It’s a conspicuous videogame mechanic that defied the standards of the day, and it’s the first sign that Resident Evil 4 is forever a slave to gameplay. Reality be damned, the controls make it scarier; besides, you’re here to point a shotgun at Jaws, Leatherface, animated suits of armour, The Lord Of The Rings’ cave trolls, an army of villagers driven insane by The Thing, and a creature from Predator who fights like The Terminator.
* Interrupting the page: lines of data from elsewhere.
PR #1109, opened 2026-04-08
btrfs-progs: add missing error handling for strdup()

hobostay:
Add proper error handling for strdup() calls that were missing
NULL checks. This prevents potential NULL pointer dereferences
when memory allocation fails.

## Files Changed:
- `btrfs-map-logical.c`: output_file = strdup(optarg)
- `btrfs-sb-mod.c`: f->name = strdup(argv[i])
- `cmds/inspect.c`: sortmode = strdup(optarg)
- `common/utils.c`: *mount = strdup(ent.path)
- `common/utils.c`: param->key = strdup(key) and param->value = strdup(value)

## Context:
Similar issues were fixed in commit b6c342bf ("libbtrfs: handle memory
allocation errors when searching uuids").

This follows the same pattern of adding proper error handling for
memory allocation failures, which could otherwise lead to NULL pointer
dereferences.

### DIFF
--- a/btrfs-map-logical.c
+++ b/btrfs-map-logical.c
@@ -263,6 +263,10 @@ int main(int argc, char **argv)
 				break;
 			case 'o':
 				output_file = strdup(optarg);
+				if (!output_file) {
+					error_mem(NULL);
+					return 1;
+				}
 				break;
 			default:
 				usage(&map_logical_cmd, 1);
--- a/btrfs-sb-mod.c
+++ b/btrfs-sb-mod.c
@@ -415,6 +415,11 @@ int main(int argc, char **argv)
 		f = &spec[specidx];
 		specidx++;
 		f->name = strdup(argv[i]);
+		if (!f->name) {
+			ret = 1;
+			error_mem(NULL);
+			goto out;
+		}
 		i++;
 		if (arg_to_op_value(argv[i], &f->fop, &f->value)) {
 			ret = 1;
--- a/common/utils.c
+++ b/common/utils.c
@@ -632,6 +632,10 @@ int find_mount_fsroot(const char *subvol, const char *subvolid, char **mount)
 				goto out;
 			found = true;
 			*mount = strdup(ent.path);
+			if (!*mount) {
+				ret = -ENOMEM;
+				goto out;
+			}
 			ret = 0;
 			goto nextline;
 		}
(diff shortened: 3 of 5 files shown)


btrfs-sb-mod.c
```diff
@@ -415,6 +415,11 @@ int main(int argc, char **argv)
 		f = &spec[specidx];
 		specidx++;
 		f->name = strdup(argv[i]);
+		if (!f->name) {
+			ret = 1;
+			error_mem(NULL);
```
adam900710, line 420: CI failed to compile due to the lack of 'messages.h' include file.

common/utils.c
```diff
@@ -952,8 +956,18 @@ void bconf_add_param(const char *key, const char *value)
...
+	if (!param->key) {
+		free(param);
+		return;
+	}
+	if (value) {
 		param->value = strdup(value);
+		if (!param->value) {
+			free(param->key);
+			free(param);
+			return;
```
adam900710, line 968: Please change the return type of the function to int, and make the callers to handle the error.

This may be a big change ,thus please do it in a dedicated patch.

convert/main.c
```diff
@@ -1983,6 +1983,10 @@ int BOX_MAIN(convert)(int argc, char *argv[])
 				break;
 			case 'O': {
 				char *orig = strdup(optarg);
+				if (!orig) {
```
adam900710, line 1986: Please don't mix code with definition.

btrfs-map-logical.c
```diff
@@ -263,6 +263,10 @@ int main(int argc, char **argv)
 				break;
 			case 'o':
 				output_file = strdup(optarg);
+				if (!output_file) {
```
adam900710, line 266: We only support one output file.

Please check if `output_file` is set first, if so it means the `-o` option is provided multiple times, and this will cause memory leakage.

adam900710 (changes requested):

kdave:
The issues are easy and I'll fix them but the patch author is `Test User <test@example.com>`, and also `Signed-off-by: Claude Opus 4.6 <noreply@anthropic.com>`. I'd rather use `Assisted-by` as kernel does, but namely the patch author should be a real person, or a github name + email.

kdave:
I'll use `hobostay@users.noreply.github.com`.

PR #1111, opened 2026-04-11
btrfs-progs: reject writes if the fs has running  replace/balance

adam900710:
Btrfs-progs never has the ability to handle reloc trees, thus if a btrfs
with running balance is passed to btrfstune, btrfstune will just ignore
all the reloc trees and continue modifying the fs.

This can easily screw up the balance resume on the next RW mount and
corrupt the fs.

For dev-replace it's very similar, we can modify the metadata before the
current replace cursor, causing writes that will not be written to the
dev-replace target device and cause corruption.

Reject those fses with running replace/balance to prevent corruption for
the following tools:

- btrfstune
  All write operations will be rejected.

- btrfs check --clear-space-cache
- btrfs rescue clear-space-cache
- btrfs rescue fix-data-checksum
- btrfs rescue clear-uuid-tree
- btrfs rescue clear-ino-cache
- btrfs check --repair

Some "btrfs rescue" subcommands do not start a new transaction and
directly update the super blocks, thus they are safe from the
replace/balance.

### DIFF
--- a/Documentation/btrfs-check.rst
+++ b/Documentation/btrfs-check.rst
@@ -110,6 +110,9 @@ DANGEROUS OPTIONS
                 *--force* to give users a chance to think twice before running repair, the
                 warnings in documentation have shown to be insufficient.
 
+	.. note::
+		Please finish/cancel the running replace/balance before using this command.
+
 --init-csum-tree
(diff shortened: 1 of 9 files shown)


kdave:
Merged to devel, thanks.

PR #1112, opened 2026-04-12
btrfs-progs: fsck-tests: add the missing binary image for fsck/071

adam900710:
Surprisingly the test case fsck/071 contains no image file.

It looks like a merge error, as the patch I sent to the mailing list correctly shows the binary file:

 https://lore.kernel.org/linux-btrfs/dd3a868f33762d907a1c8bfc99c14b47c917ba7b.1770335913.git.wqu@suse.com/

Anyway, add back the missing binary file, which is created by v6.16 btrfs-progs, which has the orphan fst entries.


adam900710:
Considering this is a very small fix with a missing test image, I'll merge it after the CI finished.

PR #1113, opened 2026-04-12
btrfs-progs: check/lowmem: fix false alerts on squota features

adam900710:
The lowmem mode check doesn't recognize the new EXTENT_OWNER_REF key
type, thus it will always treat it as an unknown inline type and cause
false alerts.

Fix it by adding such types to lowmem check.

The first patch is to fix a format string error during the add of inline
backref sequence output, which breaks the indent.

The second patch is the real fix for lowmem btrfs check on squota
feature.

The last one is a new test case for fsck on squota.


kdave:
Merged to devel, thanks.

PR #1116, opened 2026-05-02
Add CRC32C SSE4.2 tests to hash-speed/-vectest

Phobos1641:
The `hash-speedtest` and `hash-vectest` tests are missing the relevant CRC32C SSE4.2 rounds.

It's useful to see what the difference in speed between CRC32C and the other algorithms are on a CPU which supports SSE4.2 but not for example PCLMUL.

### DIFF
--- a/crypto/hash-speedtest.c
+++ b/crypto/hash-speedtest.c
@@ -188,6 +188,8 @@ int main(int argc, char **argv) {
 		{ .name = "NULL-MEMCPY", .digest = hash_null_memcpy, .digest_size = 32 },
 		{ .name = "CRC32C-ref", .digest = hash_crc32c, .digest_size = 4,
 		  .cpu_flag = CPU_FLAG_NONE },
+		{ .name = "CRC32C-SSE42", .digest = hash_crc32c, .digest_size = 4,
+		  .cpu_flag = CPU_FLAG_SSE42 },
 		{ .name = "CRC32C-NI", .digest = hash_crc32c, .digest_size = 4,
 		  .cpu_flag = CPU_FLAG_PCLMUL },
 		{ .name = "XXHASH", .digest = hash_xxhash, .digest_size = 8 },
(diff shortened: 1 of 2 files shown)


kdave:
It seems that it's only Nehalem from intel cpus that is SSE 4.2 but not PCLMUL, years 2008-2010. Alternative reason to add it to the benchmark could be that Musl does not use PCLMUL due to some linkage problems so it's disabled in `crc32c_init_accel()`.

kdave:
```
# ./hash-speedtest -f crc\*
CPU flags: 0x1ff
CPU features: SSE2 SSSE3 SSE41 PCLMUL SSE42 SHA AVX AVX2
Use filter: crc*
Block size:     4096
Iterations:     100000
Implementation: builtin
Units:          CPU cycles

   NULL-MEMCPY: cycles:     29902200, cycles/i      299,    46952.426 MiB/s
    CRC32C-ref: cycles:   2404797754, cycles/i    24047,      583.834 MiB/s
  CRC32C-SSE42: cycles:    116022590, cycles/i     1160,    12101.082 MiB/s
     CRC32C-NI: cycles:   2412085610, cycles/i    24120,      582.071 MiB/s
```

Ok, so this means that Musl hasn't been using the accelerated implementation. On the same host with glibc:

```
$ ./hash-speedtest -f crc\*
CPU flags: 0x1ff
CPU features: SSE2 SSSE3 SSE41 PCLMUL SSE42 SHA AVX AVX2
Use filter: crc*
Block size:     4096
Iterations:     100000
Implementation: builtin
Units:          CPU cycles

   NULL-MEMCPY: cycles:     25439866, cycles/i      254,    55188.562 MiB/s
    CRC32C-ref: cycles:   2407791664, cycles/i    24077,      583.108 MiB/s
  CRC32C-SSE42: cycles:     46232030, cycles/i      462,    30368.561 MiB/s
     CRC32C-NI: cycles:     46040912, cycles/i      460,    30494.650 MiB/s
```

Ideally Musl should also use PCLMUL, I don't remember what was the problem but it should be fixable. Meanwhile the SSE42 is a good workaround.

kdave:
The PCLMUL workaround for Musl is not necessary anymore, so I'll enable it.

kdave:
Merged to devel, thanks.

PR #1117, opened 2026-05-05
btrfs-progs: check: fix typo in error message

bastimeyer:
Just a low-effort PR with two minor typos fixed in `print_data_backref_error()`.

I noticed this yesterday when my BTRFS rootfs got corrupted due to a bad RAM module and reading the `btrfs check` output afterwards. I'm fine btw. I had snapshot backups and could therefore re-create the FS from scratch as the repair option didn't help on this single device volume.


kdave:
Merged to devel, thanks.

PR #1119, opened 2026-05-08
include/kerncompat.h: add fallback for static_assert

codingWiz-rick:
The build fails for some uClibc toolchains with:
undefined reference to 'static_assert'

This happens because some toolchains do not define the 'static_assert'
macro in <assert.h> even when compiling with -std=gnu11. btrfs-progs
uses static_assert in the container_of macro in include/kerncompat.h.

Fix this by providing a fallback definition using _Static_assert.

### DIFF
--- a/include/kerncompat.h
+++ b/include/kerncompat.h
@@ -31,6 +31,10 @@
 #include <endian.h>
 #include <byteswap.h>
 #include <assert.h>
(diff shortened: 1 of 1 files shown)


kdave:
Merged to devel, thanks.

PR #1121, opened 2026-05-18
btrfs-progs: mkfs/rootdir: refactor and enhancements, part 1

adam900710:
We have "--reflink" option introduced for mkfs for a while, and recently
the new get_csums ioctl is also introduced, making
add_file_item_extent() much larger and harder to maintain.

I have some concerns about the larger and larger
add_file_item_extent(), and will address some of them in the series:

- Minor mismatches on some parameter/variable names
  Use more commonly used names to replace them.

- Duplicated partial block handling
  Which not only makes add_file_item_extent() larger but also harder to
  read/maintain.

  To remove those duplicated partial block handling, the idea is to
  shrink the range to block boundary when possible.
  If we can not shrink the range anymore, disable reflink/get_csums.

  So that we do not need to handle partial blocks for reflink/get_csums.
  All the duplicated code can be removed.

- No test case for --reflink nor the latest get_csums option
  A new test case, to verify all above mentioned cases.

### DIFF
--- a/kernel-shared/extent_io.c
+++ b/kernel-shared/extent_io.c
@@ -479,7 +479,7 @@ int read_data_from_disk(struct btrfs_fs_info *info, void *buf, u64 logical,
  * Such data will be written to all mirrors and RAID56 P/Q will also be
  * properly handled.
  */
-int write_data_to_disk(struct btrfs_fs_info *info, const void *buf, u64 offset,
+int write_data_to_disk(struct btrfs_fs_info *info, const void *buf, u64 logical,
 		       u64 bytes)
 {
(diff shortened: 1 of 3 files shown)


maharmstone:
Thanks Qu. This looks good to me.
For the test, if you're interested I also sent one to xfstests along with the original version of the ioctl patch, though it needs to be fixed up for the changes we made.

adam900710:
The xfstest test case is a good idea. I'll reply to that patch.

Thanks a lot!

adam900710:
@maharmstone  Now the series is merged. Feel free to add your reviewed-by tags in devel branch.

maharmstone:
I don't have write access unfortunately!

PR #1123, opened 2026-05-22
btrfs-progs: fix a heap-overflow bug in raid56 reconstruction

adam900710:
During my local tests on a kernel patchset of falling back to
RAID1/RAID1C3 for single-data-RAID56, it turns out that "btrfs check
--check-data-csum" can report a lot of false csum mismatch.

It turns out that there is heap-overflow bug where we can get garbage
into the IO buffer for RAID56 reconstruction read.

Fix it and add a regression test case.


kdave:
Queued for devel, thanks.

PR #1125, opened 2026-05-29
btrfs-progs: fix the overly strict chunk type check on dump-tree

adam900710:
Commit 408e45feb325 ("btrfs-progs: dump-tree: add extra chunk type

You’re here to dodge the boulder from Raiders Of The Lost Ark, to ride the minecart from Temple Of Doom, to see a friend die like Bishop in Aliens. You’re here to win bottlecap action figures and dress like a 1930s mobster with a laser gun. You’re here to rescue the president’s daughter, for goodness’ sake. Resident Evil 4 is shamelessly, unapologetically a videogame, and it celebrates it by plagiarising a dozen Hollywood movies, using QTEs as an answer for everything and putting a lava lake in the middle of a medieval castle.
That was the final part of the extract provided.